[[ RECORDS PROVIDED, beginning ]]

PR #2296, opened 2024-03-18
Chore/fix user query

gweiying:
## Problem
Optimising our current query to check if short link exists. Previous query was doing an unnecessary join on the users table, causing the query duration to spike.

Screenshot 2024-03-18 at 5 34 26 PM

## Solution
Replaced query to only check in urls table instead of joining urls with user table.

## Before & After Screenshots

**BEFORE**:
Screenshot 2024-03-18 at 5 44 04 PM

**AFTER**:
Screenshot 2024-03-18 at 5 35 38 PM

## Tests
- [x] Ran load tests on staging to check if query duration reduced.

**E2E Manual tests**
- [x] If short link is already used, should not be able to create short link
- [x] When creating new links via APIs, should be able to create shortened link without specifying short link
- [x] When creating new links via APIs, if short link is already used, should not be able to create short link

### DIFF
--- a/src/server/repositories/UrlRepository.ts
+++ b/src/server/repositories/UrlRepository.ts
@@ -184,9 +184,10 @@ export class UrlRepository implements UrlRepositoryInterface {
   ) => {
     try {
       // Cache lookup
+      await this.getLongUrlFromCache(shortUrl)
       // if long url does not exist, throws error
-      const longUrl = await this.getLongUrlFromCache(shortUrl)
-      return !longUrl
+      // return false if no error since long url exists
+      return false
     } catch {
       // Cache failed, look in database
       const url = await Url.findOne({
--- a/src/server/repositories/UrlRepository.ts
+++ b/src/server/repositories/UrlRepository.ts
@@ -175,6 +175,27 @@ export class UrlRepository implements UrlRepositoryInterface {
     return this.urlMapper.persistenceToDto(newUrl)
   }
 
+  /**
+   * @param  {string} shortUrl Short url.
+   * @returns {Promise<boolean>} Returns true if shortUrl is available and false otherwise.
+   */
+  public isShortUrlAvailable: (shortUrl: string) => Promise<boolean> = async (
+    shortUrl,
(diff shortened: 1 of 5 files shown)


halfwhole (approved):
lgtm!

src/server/repositories/UrlRepository.ts
```diff
@@ -175,6 +175,27 @@ export class UrlRepository implements UrlRepositoryInterface {
...
+   * @returns {Promise<boolean>} Returns true if shortUrl is available and false otherwise.
+   */
+  public isShortUrlAvailable: (shortUrl: string) => Promise<boolean> = async (
+    shortUrl,
+  ) => {
+    try {
+      // Cache lookup
+      // if long url does not exist, throws error
+      const longUrl = await this.getLongUrlFromCache(shortUrl)
+      return !longUrl
```
halfwhole: nit: small optimisation but unnecessary
```suggestion
      return true
```
edit should be `false` OOPS

src/server/repositories/UrlRepository.ts
```diff
@@ -175,6 +175,28 @@ export class UrlRepository implements UrlRepositoryInterface {
...
+      // Cache lookup
+      await this.getLongUrlFromCache(shortUrl)
+      // if long url does not exist, throws error
+      // return false if no error since long url exists
+      return false
+    } catch {
+      // Cache failed, look in database
+      const url = await Url.findOne({
+        where: { shortUrl },
+      })
```
timotheeg, line 195: /nit/micro-optimization: since we only care for an `exists`, you could reduce the selection to just the `shortUrl` field. Otherwise the query seems to be sent like this atm (according to the traces):
```
SELECT shortUrl, longUrl, state, isFile, contactEmail, description, source, tagStrings, createdAt, updatedAt, userId FROM urls WHERE url . shortUrl = ?
```

```suggestion
      const url = await Url.findOne({
        attributes: ['shortUrl'],
        where: { shortUrl },
      })
```

PR #2305, opened 2024-03-21
chore: replace safe browsing with web risk

gweiying:
## Context

Replaces Google Safe Browsing with Google Web Risk API, which has no daily quotas on number of links scanned. 

**Notes**
- There seems to be minor differences in the threat types detected by Web Risk and Safe Browsing.
  -  Web Risk: `MALWARE` `SOCIAL_ENGINEERING` `UNWANTED_SOFTWARE` `SOCIAL_ENGINEERING_EXTENDED_COVERAGE`
  - Safe Browsing: `MALWARE` `SOCIAL_ENGINEERING` `UNWANTED_SOFTWARE` `POTENTIALLY_HARMFUL_APPLICATION`
  - Checking w the Google team right now whether this will cause any adverse effect /regression
- Required abit of refactoring as the return types for Safe Browsing is different from Web Risk
  Safe Browsing return:
  ```
  // pass in list of urls, 
  // if threats found, returns list of matched threats
  {"matches": [{  "threatType":  "MALWARE", "platformType":  "WINDOWS", "threatEntryType": "URL", "threat": {"url": "http://www.urltocheck1.org/"}, "threatEntryMetadata": { "entries": [{ "key": "malware_threat_type", "value": "landing" }]}, "cacheDuration": "300.000s"}]}
  // if no threats 
  {}
  ```
  Web Risk return:
  ```
  // only single lookup endpoint available
  // if threat found, returns threat as object
  { "threat": { "threatTypes": ["MALWARE"], "expireTime": "2024-03-20T05:29:41.898456500Z"} }
  // if no threats
  {}
  ```

## Tests
Tests on staging
- [x] Try creating short link to malicious url, should see error "Link is likely malicious, please contact us for help"
- [x] Create short link to safe url, should be able to create short link
- [x] [API] Create short link to safe url, should be able to create short link
- [x] [API] Try creating short link to malicious url, should see error "Link is likely malicious, please contact us for help" 
- [x] [Bulk] Try creating short links with bulk upload of 500 links, all safe, should be able to bulk create
- [x] [Bulk] Try creating short links with bulk upload of 500 links, at least one malicious link, should not be able to bulk create
- [x] See usage on Web Risk API on Google console

## Deploy Notes
Before deploying,
- [ ] Activate Web Risk API on edu prod
- [ ] Activate Web Risk API on go prod
- [ ] Activate Web Risk API on health prod

After deployment, tests on production, 3 environments
- [ ] Try creating short link to malicious url, should see error "Link is likely malicious, please contact us for help"
- [ ] Create short link to safe url, should be able to create short link
- [ ] [API] Create short link to safe url, should be able to create short link
- [ ] [API] Try creating short link to malicious url, should see error "Link is likely malicious, please contact us for help" 
- [ ] [Bulk] Try creating short links with bulk upload of 500 links, all safe, should be able to bulk create
- [ ] [Bulk] Try creating short links with bulk upload of 500 links, at least one malicious link, should not be able to bulk 

None, reusing existing Safe Browsing API keys

### DIFF
--- a/src/server/modules/threat/interfaces/SafeBrowsingRepository.ts
+++ b/src/server/modules/threat/interfaces/SafeBrowsingRepository.ts
@@ -1,17 +1,17 @@
-import { HasCacheDuration } from '../../../repositories/types'
+import { WebRiskThreat } from '../../../repositories/types'
 
 export interface SafeBrowsingRepository {
   /**
    * Sets or replaces the Safe Browsing threat matches associated with a URL.
    * @param  {string} url The URL.
-   * @param  {Array<HasCacheDuration>} matches The threat matches returned by Safe Browsing for the URL.
+   * @param  {WebRiskThreat} threat The threat match returned by Safe Browsing for the URL.
    */
-  set(url: string, matches: HasCacheDuration[]): Promise<void>
+  set(url: string, threat: WebRiskThreat): Promise<void>
 
   /**
    * Retrieves Safe Browsing threat matches for a URL, if any.
    * @param  {string} url The URL.
-   * @returns {Promise<Array<HasCacheDuration> | null>} An array of threat matches, or null if none.
+   * @returns {Promise<WebRiskThreat | null>} Threat match or null if none.
    */
-  get(url: string): Promise<HasCacheDuration[] | null>
+  get(url: string): Promise<WebRiskThreat | null>
 }
--- a/src/server/modules/threat/mappers/SafeBrowsingMapper.ts
+++ b/src/server/modules/threat/mappers/SafeBrowsingMapper.ts
@@ -1,27 +1,25 @@
 /* eslint-disable class-methods-use-this, lines-between-class-members, no-dupe-class-members */
 import { injectable } from 'inversify'
 import { TwoWayMapper } from '../../../mappers/TwoWayMapper'
-import { HasCacheDuration } from '../../../repositories/types'
+import { WebRiskThreat } from '../../../repositories/types'
 
 @injectable()
-export class SafeBrowsingMapper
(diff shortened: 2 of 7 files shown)


halfwhole (approved):
LGTM!
- agree that it looks ok to just set the cache time to 300s, no real need to follow the given `expireTime` so closely
- minor question, non-blocking: `SOCIAL_ENGINEERING_EXTENDED_COVERAGE` wasn't there before and so it looks like we don't need to add it right away, but i'm wondering if it's good to add in eventually?
- previously `isThreatBulk` could handle bulk requests all at once (up to 500), but now it sends individual requests for each URL, should we test that bulk uploads are okay too?
- in the future, refactoring to use "web risk" instead of "safe browsing" would be nice!

gweiying:
> LGTM!
> 
>     * agree that it looks ok to just set the cache time to 300s, no real need to follow the given `expireTime` so closely
> 
>     * minor question, non-blocking: `SOCIAL_ENGINEERING_EXTENDED_COVERAGE` wasn't there before and so it looks like we don't need to add it right away, but i'm wondering if it's good to add in eventually?
> 
>     * previously `isThreatBulk` could handle bulk requests all at once (up to 500), but now it sends individual requests for each URL, should we test that bulk uploads are okay too?
> 
>     * in the future, refactoring to use "web risk" instead of "safe browsing" would be nice!

Good points! Thanks for the quick review.

Added in `SOCIAL_ENGINEERING_EXTENDED_COVERAGE` as part of the threat types covered, I agree that it's good to add and err on the safe side!

Also ran tests on bulk upload and updated the test list above, thanks for flagging out.

halfwhole (approved):

PR #2341, opened 2024-08-27
build: fix link to ibm plex sans font

halfwhole:
This PR fixes some build issues:
1. `npm run dev` fails because the link to retrieve the IBM plex sans font is broken
   - Solution: replace the broken link (https://github.com/IBM/plex/blob/master/IBM-Plex-Sans/fonts/complete/otf/IBMPlexSans-Regular.otf?raw=true) with the updated link (https://github.com/IBM/plex/blob/master/packages/plex-sans/fonts/complete/otf/IBMPlexSans-Regular.otf?raw=true)
   - There could be better solutions (e.g. download a copy of the OTF file into this repo, use a fixed commit hash instead of referencing the `master` branch, use Google fonts API), but refraining from making further more extensive changes for now
2. GitHub actions are failing because `docker-compose` no longer exists, see [this discussion](https://github.com/orgs/community/discussions/116610)
   - Solution: replaced it with `docker compose` (without the dash)

## Tests

- [x] Test on staging that QR code generation works (png + svg)

### DIFF
--- a/.gitpod.Dockerfile
+++ b/.gitpod.Dockerfile
@@ -9,8 +9,8 @@ RUN sudo apt-get update \
 RUN sudo mkdir -p /docker-entrypoint-initaws.d
 RUN sudo chown gitpod /docker-entrypoint-initaws.d
 
-# Installs IBMPlexSans-Regular.ttf for QRCodeService.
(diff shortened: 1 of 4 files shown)


thanhdatle (approved):
LGTM

PR #2381, opened 2025-05-27
fix: remove statistics repo

seaerchin:
## Problem
- the statistics repository causes thundering herd problems because it invalidates the query to our db on timeout then repeatedly requeries. 
- we also don't need an immediately "live" view of the stats, can just update every quarter, so this has been shifted out into env vars
 
## Solution
- shift the stats out into an env var, which is to be injected at runtime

[[ RECORDS PROVIDED, end ]]

# WORK TASK:
The answer consists of every line above in which the word "WebRiskThreat" occurs.

# FINISHED EXERCISE:
+import { WebRiskThreat } from '../../../repositories/types'
+   * @param  {WebRiskThreat} threat The threat match returned by Safe Browsing for the URL.
+  set(url: string, threat: WebRiskThreat): Promise<void>
+   * @returns {Promise<WebRiskThreat | null>} Threat match or null if none.
+  get(url: string): Promise<WebRiskThreat | null>
+import { WebRiskThreat } from '../../../repositories/types'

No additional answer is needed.